PR #249, opened 2024-11-18
Add `coordinate_space` to `Scene.create`

jp-dark:
Allow user to specify the scene coordinate space on creation.

### DIFF
--- a/python-spec/src/somacore/scene.py
+++ b/python-spec/src/somacore/scene.py
@@ -1,14 +1,15 @@
 """Implementation of the SOMA scene collection for spatial data"""
 
 import abc
-from typing import Generic, Optional, Sequence, TypeVar, Union
+from typing import Any, Generic, Optional, Sequence, TypeVar, Union
 
-from typing_extensions import Final
+from typing_extensions import Final, Self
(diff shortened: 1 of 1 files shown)


python-spec/src/somacore/scene.py
```diff
@@ -90,6 +91,35 @@ class Scene(
...
+        ] = None,
+        platform_config: Optional[options.PlatformConfig] = None,
+        context: Optional[Any] = None,
+    ) -> Self:
+        """Creates a new collection of this type at the given URI.
+
+        Args:
+            uri: The URI where the collection will be created.
+            coordinate_space: Optional coordinate space or the axis names for the
+                coordinate space the scene is defined on. Defaults to ``None``.
```
johnkerl, line 111: Say what happens if `None` -- does it mean the resulting `MultiscaleImage` will not have any coordinate space? Or that we will use a default? And if the latter, please say what we will use.

johnkerl (changes requested):

aaronwolen (approved):

johnkerl (approved):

━━━━━━━━━━

## To do
Pick out the lines above that hold the string "will" and show them.

## Solution for this task
+            uri: The URI where the collection will be created.
johnkerl, line 111: Say what happens if `None` -- does it mean the resulting `MultiscaleImage` will not have any coordinate space? Or that we will use a default? And if the latter, please say what we will use.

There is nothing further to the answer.